Immediately I tried calling my Management Company but their office had closed for the day and is not open until Monday 9am.

Can anyone tell me where I might stand regarding this situation? As we are coming into the really cold mornings it's almost time to ditch the two wheels in favour of four which was my plan to get the car NCT'd and back on the road in December. 

Thanks in advance for any advice.


----------



## markpb (29 Nov 2014)

I'd imagine the OMC will come to some settlement with you for the value of your car but there's somethigh missing from your post. You say the car was parked properly, they say it was illegally parked - which is it?


----------



## Time (29 Nov 2014)

You really need to take legal advice before going any further. There are a number of legal issues that need to be explored.


----------



## ELG (29 Nov 2014)

Thanks for the replies. 

Regarding the car being illegally parked, that's what the management company told the towing company. The car wasn't illegally parked but I have a feeling from the look/state of the car, it wasn't washed in over a year plus it had two flat tyres, they probably thought it was abandoned. 

Regarding legal advice, what type of advice should I be looking for?


----------



## djh (29 Nov 2014)

Get straight down to the Garda station and report it as an Unauthorised Taking (UT). Your car was taken without your permission from where you left it, that is a crime.


----------



## Time (29 Nov 2014)

Legal advice would revolve around unlawful taking and disposal. Both criminal and civil matters. A solicitor would in the best position to advise what form any complaint to the Gardaí should take. 



> they probably thought it was abandoned.


There are procedures they must follow, it is obvious they haven't.


----------



## ELG (29 Nov 2014)

That's good advice. Thanks everyone. I'll get down to my local garda station tomorrow and report it as a Unlawful Taking and take it from there. Very much appreciated. Thanks again.


----------



## JohnJay (30 Nov 2014)

there may be a clause in your contract with the management company that any cars parked in the car park must be insured. From their point of view, if a car caught fire in a communal car park and set fire to others, they don't want to be liable. 

I know its different, but I have a parking permit with Dublin City Council. I have to produce an insurance cert every year in order to get a permit.


----------



## ELG (30 Nov 2014)

I never thought of that JohnJay. Good point.


----------



## peteb (30 Nov 2014)

You say it was a designated spot.  but was it your designated spot? Or a designated visitor spot?


----------



## lantus (30 Nov 2014)

are you fully up to date with your service fees? in other words fully contractually compliant?

Not sure how an OMC would be responsible for cars as even if a fully insured car were to catch fire damage to other cars would be covered by those individual policies and damage to the building would be claimed from the block insurance policy. So you wouldn't be claiming from the car who caught fire anyway? Unless you could prove that it was the drivers fault.

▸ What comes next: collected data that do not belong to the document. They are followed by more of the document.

Issue #751, opened 2015-07-09
Add jvmArgs configuration to gradle plugin


mdekstrand:
We want to support easy configuration of JVM arguments in the Gradle plugin, for running the LensKit evaluator.

There are several pieces that need to be done to implement this:

- [x] Add a `jvmArgs` property of type `List<String>` to `LenskitExtension`
- [x] Add a `jvmArgs(String...)` method to `LenskitExtension` that adds its arguments to the `jvmArgs` property
- [x] Modify the code in `LenskitPlugin` that sets extension properties from Gradle project properties so that if the type of a property (on the extension) is `List`, it splits the property value using `StrTokenizer` (from commons-lang), accepting whitespace as the delimiter and `"` and `'` as the quote characters. This can be done by creating a tokenizer like this:

    ```java
    StrTokenizer tok = new StrTokenizer(val, StrMatcher.splitMatcher(), StrMatcher.quoteMatcher());
    ```

- [ ] Modify `LenskitTask` to have the following:

    - A  `jvmArgs` property, of type `List<String>`
    - Code in the constructor to set a convention mapping so that `jvmArgs` defaults to `jvmArgs` from the extension
    - Code in `applyFinalSettings` to add all the arguments in `getJvmArgs()` to the `invoker.jvmArgs`

- [ ] Write a test to test this logic. It should be in `lenskit-integration-tests/src/it/gradle`. It should have a `build.gradle` file that sets up an evaluation, an `eval.groovy` that just checks for some test property (`test.prop`) in `System.getProperties()` to have the correct value (`test-value`), and a `gradle.properties` file that contains `lenskit.jvmArgs=-Dtest.prop=test-value`.

mdekstrand:
This is all done and working in #872.

PR #857, opened 2016-01-30
master

amit93:


lenskit-gradle/src/main/groovy/org/lenskit/gradle/LenskitExtension.groovy
```diff
@@ -72,4 +72,14 @@ public class LenskitExtension {
      * and the log file.
      */
     def String logFileLevel
+
+    /*
+* The list of jvm argument prroperties
+* */
+    def List<String> jvmArgs
+
+    def addJVMArgs(String val){
```
mdekstrand: A few changes we need here:

- This should take an array of strings (`String... args`).
- It should just be called `jvmArgs`.
- It needs to add the arguments to the `jvmArgs` list, not just return them.

mdekstrand:
This works on #751.

lenskit-gradle/src/main/groovy/org/lenskit/gradle/LenskitPlugin.groovy
```diff
@@ -51,6 +53,13 @@ public class LenskitPlugin implements Plugin<Project> {
                 if (prop.type != String) {
                     val = prop.type.metaClass.invokeConstructor(val)
                 }
+
+                // if the type is list update the val using strtokenizer
+                if (prop.type == List) {
```
mdekstrand: This should be integrated with the previous `if`, probably before it, so we have:

```java
if (prop.type == List) {
    // setup code
} else if (prop.type != String) {
    // original code
}
```

lenskit-gradle/src/main/groovy/org/lenskit/gradle/LenskitTask.groovy
```diff
@@ -72,9 +72,16 @@ public abstract class LenskitTask extends ConventionTask {
...
+    /*
+    * The list of jvm argument prroperties
+    * */
+    def List<String> jvmArgs
+
     LenskitTask() {
         invoker = new JavaExecHandleBuilder(services.get(FileResolver))
         def ext = project.extensions.getByType(LenskitExtension)
+        // map jvmargs default to the jvmargs from the extension
+        jvmArgs = { ext.jvmArgs }
```
mdekstrand: This needs to be `conventionMapping.jvmArgs`

lenskit-gradle/src/main/groovy/org/lenskit/gradle/LenskitTask.groovy
```diff
@@ -95,6 +102,10 @@ public abstract class LenskitTask extends ConventionTask {
         if (logbackConfiguration) {
             invoker.systemProperties 'logback.configurationFile': project.file(logbackConfiguration)
         }
+
+        // add all the arguments in the invoker
+        invoker.jvmArgs = getJvmArgs()
```
mdekstrand: Let's add this argument to the `jvmArgs` rather than replacing them:

```java
invoker.jvmArgs.addAll(getJvmArgs());
```

mdekstrand:
Thanks for putting this together, @amit93! I've made a few comments on some things that need to be changed. Also, we need to get the build working and the merge conflicts resolved.

lenskit-gradle/src/main/groovy/org/lenskit/gradle/LenskitPlugin.groovy
```diff
@@ -48,9 +50,15 @@ public class LenskitPlugin implements Plugin<Project> {
             if (project.hasProperty(prjProp)) {
                 def val = project.getProperty(prjProp)
                 logger.info 'setting property {} to {}', prjProp, val
+                // if the type is list update the val using strtokenizer
+                if (prop.type == List) {
+                    StrTokenizer tok = new StrTokenizer(val, StrMatcher.splitMatcher, StrMatcher.quoteMatcher());
+                    val = prop.type.metaClass.invokeConstructor(tok)
+                }
                 if (prop.type != String) {
```
mdekstrand: I think this should be an `else if`.

lenskit-gradle/src/main/groovy/org/lenskit/gradle/LenskitTask.groovy
```diff
@@ -95,6 +102,9 @@ public abstract class LenskitTask extends ConventionTask {
         if (logbackConfiguration) {
             invoker.systemProperties 'logback.configurationFile': project.file(logbackConfiguration)
         }
+
+        // add all the arguments in the invoker
+        invoker.jvmArgs.addAll(getJvmArgs())
```
mdekstrand: Good!

lenskit-gradle/src/main/groovy/org/lenskit/gradle/LenskitExtension.groovy
```diff
@@ -72,4 +72,15 @@ public class LenskitExtension {
...
      */
     def String logFileLevel
+
+    /*
+* The list of jvm argument prroperties
+* */
+    def List<String> jvmArgs
+
+    def jvmArgs(String... val){
+        jvmArgs.add(val)
```
mdekstrand: This should be `addAll` rather than `add`.

mdekstrand:
@amit93 looking better! We still need to get these merge conflicts sorted out, though.

mdekstrand:
We are re-doing this pull request from another branch.

PR #862, opened 2016-02-16
Cross-port popularity blending from 3.0-T

mdekstrand:
This ports #860, the popular item recommender and rank-blending hybrid, to LensKit Master.


lenskit-core/src/main/java/org/lenskit/hybrid/Left.java
```diff
@@ -0,0 +1,38 @@
...
+
+import javax.inject.Qualifier;
+import java.lang.annotation.*;
+
+/**
+ * The 'left' recommender for a hybrid.
+ */
+@Qualifier
+@Documented
+@DefaultImplementation(TopNItemRecommender.class)
```
mdekstrand: This causes a problem if we want to use `@Left` in an item scorer.

Proposed solutions:

- add a 'target' class type to `@DefaultImplementation`, so that we can say ‘when satisfying an `ItemScorer`, use a `TopNItemScorer`.
- support defaults on injection points, which we want to do anyway, and put it there.

mdekstrand: Another potential solution: allowing defaults as per grouplens/grapht#135, and removing these lines.

kluver: Generally I feel that this is part of the tensions between reusing annotations (good in some places) and having annotations be specific to one class (good in other places). Is it possible to have an annotation be a subclass of another class so it would be `@RankBlendingItemScorer.Left`? That would avoid the concern in this case where "left" is too generic to be a reused annotation

mdekstrand: @kluver That would be possible. Not sure if I like it :) but it is possible.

Certainly you would expect a fairly rigorous process of notification and advice on what the OMC was considering doing and the legal clauses that back them up in this regard. Get a copy of your contract lease and read it carefully.

On the flip side I would imagine a car like this which I will 'assume' had passed its best had there a long time was doing everyone's nut in parked in the car park and the questions to be asked is why were you keeping a piece of junk? If you don't want a car just get rid of it. You have plenty of money for a three week vacation which most people including myself could only dream of as keeping fuel in the car is a priority.

Anyway, hardly a huge loss as its value was potentially minimal. What do you want from this situation? Subject to garda and legal advice you may have a claim. Again, if you have plenty of money to launch a court case why are you not just looking after your car?

Not picking but its important to be plain and blunt.


----------



## Time (30 Nov 2014)

Brilliant! So now a person cannot keep an old car in a proper parking space?

What a person spends their hard earned money is of no concern to the OMC or other people.


----------



## Boyd (30 Nov 2014)

lantus said:


> are you fully up to date with your service fees? in other words fully contractually compliant?
> 
> Not sure how an OMC would be responsible for cars as even if a fully insured car were to catch fire damage to other cars would be covered by those individual policies and damage to the building would be claimed from the block insurance policy. So you wouldn't be claiming from the car who caught fire anyway? Unless you could prove that it was the drivers fault.
> 
> ...



Plain and blunt?! Your post is so self righteous....whining on about dreaming about a vacation and struggling to keep fuel in your car. Spare us, as it has nothing to do with the question.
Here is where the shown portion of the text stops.